Collection entries:
• • • • •

PR #1093, opened 2026-03-21
refactor: simplify count_allocs using @generated

yebai:
## Summary

- Replaces the eval-loop of 22 explicit numbered methods in `count_allocs` with a single `@generated` function over `Vararg{Any,N}`.
- A companion `Tcount_allocs{F,Args}` struct with an `@noinline` callable replaces the old `@noinline` closure barrier (`@generated` bodies cannot contain closures).
- Removes the `@static VERSION >= v"1.12-"` guards at all call sites in `test_frule_performance` / `test_rrule_performance`.
- Replaces `@allocations` call sites in `test/rules/builtins.jl` and `test/rules/memory.jl` with `TestUtils.count_allocs`.

The motivation is that a plain `Vararg` method does not fully specialise on `Type{T}` arguments — they widen to `DataType` — causing spurious allocations to be reported. This was first noticed in #1079. A `@generated` function specialises fully on every argument type (including `Type{T}`), giving the correct zero-allocation count without needing explicit numbered overloads. Lumping `f` and its arguments into one `Vararg` (rather than a separate leading `f::F`) handles type constructors as the first argument without a special-case overload.

**MWE showing the problem with a plain `Vararg` method:**
```julia
vararg(f::F, x::Vararg{Any,N}) where {F,N} = nothing
vararg(rand, Xoshiro(1), Float64)
Base.specializations(@which vararg(rand, Xoshiro(1), Float64))
# => MethodInstance for vararg(::typeof(rand), ::Xoshiro, ::Type)
#                                                          ^^^^^^ widened — abstract dispatch

explicit(f::F, x1::X1, x2::X2) where {F,X1,X2} = nothing
explicit(rand, Xoshiro(1), Float64)
Base.specializations(@which explicit(rand, Xoshiro(1), Float64))
# => MethodInstance for explicit(::typeof(rand), ::Xoshiro, ::Type{Float64})
#                                                            ^^^^^^^^^^^^^^^ preserved
```

### DIFF
--- a/test/interface.jl
+++ b/test/interface.jl
@@ -1,5 +1,4 @@
 using Mooncake: TestUtils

• • • • •

• TASK ITEM:
What is needed is a word-for-word restatement of every line from the one with "--- a/test/interface.jl" to the end of the entries above.

• TASK SOLUTION:
--- a/test/interface.jl
+++ b/test/interface.jl
@@ -1,5 +1,4 @@
 using Mooncake: TestUtils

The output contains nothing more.